I think we all have friends like this. My unemployed friends are the ones that always want the biggest salaries as long as they don't have to do anything for them! Last year I could have put my friend's resume at the top of the list when banks were hiring like crazy, get them a remote $120k+ job in no more than 2 interview rounds. You'd have an easier time breaking into Fort Knox than getting them to work. 

 

If you have read Voltaire’s short story Candide, then don’t forget the main takeaway: “We must cultivate our garden”.

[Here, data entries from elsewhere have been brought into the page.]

PR #536, opened 2023-07-10
react_redux-list-of-todos

Viktorianeimesh:
[DEMO LINK](https://Viktorianeimesh.github.io/react_redux-list-of-todos/)

### DIFF
--- a/src/components/TodoFilter/TodoFilter.tsx
+++ b/src/components/TodoFilter/TodoFilter.tsx
@@ -1,14 +1,33 @@
-import React from 'react';
+import { ChangeEvent } from 'react';
+import { useDispatch } from 'react-redux';
+import { useAppSelector } from '../../app/hooks';
+import { actions } from '../../features/filter';
 
-export const TodoFilter: React.FC = () => {
+export const TodoFilter = () => {
+  const dispatch = useDispatch();
+  const { query, sort } = useAppSelector(state => state.filter);
+
+  const handleSortChange = ((event: ChangeEvent<HTMLSelectElement>) => {
+    dispatch(actions.sortChange(event.target.value));
+  });
+
+  const handleQueryChange = (event: ChangeEvent<HTMLInputElement>) => {
+    dispatch(actions.queryAdd(event.target.value));
+  };
+
+  const handleQueryClear = () => {
+    dispatch(actions.queryClear());
+  };
+
   return (
-    <form
-      className="field has-addons"
-      onSubmit={event => event.preventDefault()}
-    >
+    <form className="field has-addons">
       <p className="control">
         <span className="select">
-          <select data-cy="statusSelect">
+          <select
+            value={sort}
+            onChange={handleSortChange}
+            data-cy="statusSelect"
+          >
             <option value="all">All</option>
             <option value="active">Active</option>
             <option value="completed">Completed</option>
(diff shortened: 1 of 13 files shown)


src/features/todos.ts
```diff
@@ -1,9 +1,24 @@
...
+type Action = LoadTodos;
+
+const loadTodos = (todos: Todo[]): Action => ({
+  type: 'todos/LOAD',
+  payload: todos,
+});
+
+export const actions = { loadTodos };
+
+const todosReducer = (todos: Todo[] = [] || null, action: Action) => {
```
lerastarynets, line 14: The initial state of todos is set to [] || null, which is essentially []. Null will never be used because [] is a truthy value in JavaScript. If you want to have null as a possible initial state, consider revising this.

src/features/todos.ts
```diff
@@ -1,9 +1,24 @@
...
+  switch (action.type) {
+    case 'todos/LOAD':
+      return [...todos, ...action.payload];
```
lerastarynets, line 17: The 'todos/LOAD' case is currently returning a new array that is a combination of the old todos and the new ones. If you're intending to replace the old todos with the new ones, then the return statement should be 'return action.payload;' instead.

src/types/Sort.ts
```diff
@@ -0,0 +1,5 @@
+export enum Sort {
+  all = 'all',
```
lerastarynets, line 2: Pls see [enum naming convention](https://michaelcurrin.github.io/dev-cheatsheets/cheatsheets/typescript/data-types/enums.html#:~:text=Naming%20convention,enum%20tend%20to%20be%20titlecase)

src/features/filter.ts
```diff
@@ -1,10 +1,46 @@
...
+action: Action) => {
+  switch (action.type) {
+    case 'filter/QUERYADD':
+      return { ...filter, query: action.payload };
+
+    case 'filter/QUERYCLEAR':
+      return { ...filter, query: '' };
+
+    case 'filter/SORTCHANGE':
+      return { ...filter, sort: action.payload as Sort };
```
lerastarynets, line 39: Avoid using 'as' for type casting. It's better to handle the type checking in the action creators to ensure type safety. Consider changing the payload type of 'SortChangeAction' to 'Sort' to avoid this.

src/components/TodoFilter/TodoFilter.tsx
```diff
@@ -1,14 +1,33 @@
...
+    dispatch(actions.queryClear());
+  };
 
-export const TodoFilter: React.FC = () => {
   return (
-    <form
-      className="field has-addons"
-      onSubmit={event => event.preventDefault()}
-    >
+    <form className="field has-addons">
```
lerastarynets, line 23: The form submission event is missing. It should prevent the default form submission behavior. Add onSubmit={(event) => event.preventDefault()} to the form element.

lerastarynets (changes requested):
Nice start! Left few comments on how to improve your code
Also I think that some king of message should be shown if no users where found

Screenshot at Jul 10 17-47-07

src/features/filter.ts
```diff
@@ -1,10 +1,46 @@
...
+
+export const actions = { queryAdd, queryClear, sortChange };
+
+const filterReducer = (filter: Filter = {
+  query: '',
+  sort: SORT.All,
+},
+action: Action) => {
+  switch (action.type) {
+    case 'filter/QUERYADD':
```
polosanya, line 32: It would be great to use Enum instead of hardcoded values

polosanya (approved):
Good job!

PR #543, opened 2023-07-12
solution

MSA1991:
[DEMO LINK](https://msa1991.github.io/react_redux-list-of-todos/)


src/App.tsx
```diff
@@ -1,14 +1,77 @@
...
+  };
+
+  const handleClearCurrentTodo = () => {
+    dispatch(currentTodoActions.removeTodo());
+  };
+
+  const getFilteredTodos = () => {
+    let newTodos = [...todos];
+
+    if (status !== 'all') {
```
etojeDenys, line 54: let's create some enum for status

etojeDenys (changes requested):

src/App.tsx
```diff
@@ -1,14 +1,77 @@
...
+  const handleClearCurrentTodo = () => {
+    dispatch(currentTodoActions.removeTodo());
+  };
+
+  const getFilteredTodos = () => {
+    let newTodos = [...todos];
+
+    if (status !== Status.All) {
+      newTodos = newTodos.filter(todo => (
+        status === 'active' ? !todo.completed : todo.completed
```
ivbutsykin, line 56:
```suggestion
        status === Status.Active ? !todo.completed : todo.completed
```

src/App.tsx
```diff
@@ -1,14 +1,77 @@
...
+    dispatch(filterActions.changeStatus(value as Status));
+  };
+
+  const handleSetQuery = (value: string) => {
+    dispatch(filterActions.setQuery(value));
+  };
+
+  const handleClearQuery = () => {
+    dispatch(filterActions.clearQuery());
+  };
```
ivbutsykin, line 41: What do you think about to move it directly in `<TodoFilter />`?

Looks like it can works and can simplify your App component

src/App.tsx
```diff
@@ -17,18 +80,36 @@ export const App: React.FC = () => {
             <h1 className="title">Todos:</h1>
 
             <div className="block">
-              <TodoFilter />
+              <TodoFilter
+                status={status}
+                query={query}
```
ivbutsykin, line 85: Also you can take this values from store. It discussable that better pass it as prop or use from store, but I relates on redux recommendations:
 https://redux.js.org/style-guide/#connect-more-components-to-read-data-from-the-store

ivbutsykin (approved):
Great job!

If you haven’t read it, you must read it - this message is meant for you.

 

I ain't reading all that but congrats, or sorry that happened to you.In all seriousness do we really need these "woe is me" philosophical meaning of life word vomits every 2 weeks about the money you're making? You know what people do when they feel like they make too much money? They give it away. Be a Good Samaritan, live below your means and donate the rest widely. As much as you’re troubled by making an inordinate amount of money that gives you more power to be a vessel and bless other people with the excess you earned. You don't have to hoard it, relax.

 

the answer is no, but there are a lot of other way more undeservedly compensated people. among them:

- vast majority of tiktokers, IGers, other "influencers" (they can only influence kids and brain dead young adults)

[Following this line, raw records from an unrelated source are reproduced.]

PR #550, opened 2023-07-18
Commit for fe-chat

MykolaButylkov:
[DEMO LINK](https://mykolabutylkov.github.io/react_redux-list-of-todos/)

### DIFF
--- a/src/features/todos.ts
+++ b/src/features/todos.ts
@@ -1,9 +1,26 @@
 import { Todo } from '../types/Todo';
 
-export const actions = {};
+type SetTodosAction = {
+  type: 'todos/SET_TODOS',
+  payload: Todo[]
+};
 
-const todosReducer = (): Todo[] => {
-  return [];
+type Action = SetTodosAction;
+
+export const setTodos = (todos: Todo[]): SetTodosAction => ({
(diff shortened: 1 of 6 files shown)


mykhalenych (changes requested):
https://github.com/mate-academy/react_redux-list-of-todos/assets/53228259/dcb63a39-7a95-4a18-9452-1bf36c6e35b6

your app isn't working correctly

src/features/todos.ts
```diff
@@ -1,9 +1,26 @@
...
 
-const todosReducer = (): Todo[] => {
-  return [];
+const todosReducer = (todos = [], action: Action): Todo[] => {
+  switch (action.type) {
+    case 'todos/SET_TODOS':
+      return [...action.payload];
+    default:
+      return [...todos];
+  }
```
IvanFesenko, line 23: do not rewrite state in dafault case - it way cause troubles
```suggestion
const todosReducer = (state= [], action: Action): Todo[] => {
  switch (action.type) {
    case 'todos/SET_TODOS':
      return [...action.payload];
    default:
      return state;
  }
```

IvanFesenko (approved):
Pay attention on comment

PR #553, opened 2023-07-21
Reack redux todos have been implemented

sergey-vorobei:
[DEMO LINK](https://sergey-vorobei.github.io/react_redux-list-of-todos/)

### DIFF
--- a/src/components/TodoFilter/TodoFilter.tsx
+++ b/src/components/TodoFilter/TodoFilter.tsx
@@ -1,17 +1,48 @@
-import React from 'react';
+import React, { ChangeEvent } from 'react';
+import { useAppDispatch, useAppSelector } from '../../app/hooks';
+import { filterActions } from '../../features/filter';
+import { SelectValue } from '../../types/SelectValues';
 
 export const TodoFilter: React.FC = () => {
+  const dispatch = useAppDispatch();
+  const setQuery = (setToQuery: string) => dispatch(
+    filterActions.setQuery(setToQuery),
+  );
+  const setStatus = (setToStatus: string) => dispatch(
+    filterActions.setStatus(setToStatus),
+  );
+  const clearQuery = () => dispatch(filterActions.remove());
+  const { query, status } = useAppSelector(state => state.filter);
+
+  const handleChangeQuery = (e:ChangeEvent<HTMLInputElement>) => {
+    e.preventDefault();
+
+    setQuery(e.target.value);
+  };
+
+  const handleChangeSelect = (e:ChangeEvent<HTMLSelectElement>) => {
+    e.preventDefault();
+
+    setStatus(e.target.value as SelectValue);
+  };
+
   return (
-    <form
-      className="field has-addons"
-      onSubmit={event => event.preventDefault()}
-    >
+    <form className="field has-addons">
       <p className="control">
         <span className="select">
-          <select data-cy="statusSelect">
-            <option value="all">All</option>
-            <option value="active">Active</option>
-            <option value="completed">Completed</option>
+          <select
+            data-cy="statusSelect"
+            onChange={handleChangeSelect}
+            value={status}
+          >
+            {Object.entries(SelectValue).map(([key, value]) => (
+              <option
+                key={value}
+                value={value}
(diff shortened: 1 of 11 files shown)


src/components/TodoFilter/TodoFilter.tsx
```diff
@@ -20,20 +51,28 @@ export const TodoFilter: React.FC = () => {
...
+          {query && (
+            <button
+              data-cy="clearSearchButton"
+              name="clearButton"
+              type="button"
+              className="delete"
+              onClick={clearQuery}
+            >
+              <></>
+            </button>
```
Anastasiia-Svintsova, line 74:
```suggestion
            />
```

src/components/TodoList/TodoList.tsx
```diff
@@ -1,210 +1,122 @@
...
+    }
+
+    return todosFromServer.filter((todo:Todo) => todo.title
+      .toLowerCase()
+      .includes(queryLower));
+  };
+
+  const visibleTodos = useMemo(() => {
+    return todosFilter(filterForStatusTodo(), query);
+  }, [todos, query, status]);
```
Anastasiia-Svintsova, line 40: Make sure that the dependencies array is correct. You should pass todosFilter, and filterForStatusTodo there as well. And remove todos and status. Wrap those functions in their own useMemo() and add dependencies there. Those functions are not computationally expensive, but it's still reasonable to use them as part of the memoization process, as it's part of the filtering process.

- pretty girls who get a lot of things for free cause guys pay for them

- trust fund kids.

so don't feel bad about yourself. at least you spent a huge chunk of your life studying and working and are putting up with a lot of bullshit and stress to be paid what you make.

 
Controversial

Do We Really Deserve The Money We Make?

Absolutely. People who say otherwise do not understand economics nor finance and aren't worth discussing with. It may sound harsh but it's true: people who work in IB/PE/HF are way smarter than the average Joe, works much harder and figured out earlier in life that focusing on their professional careers was the most mature and fulfilling life path.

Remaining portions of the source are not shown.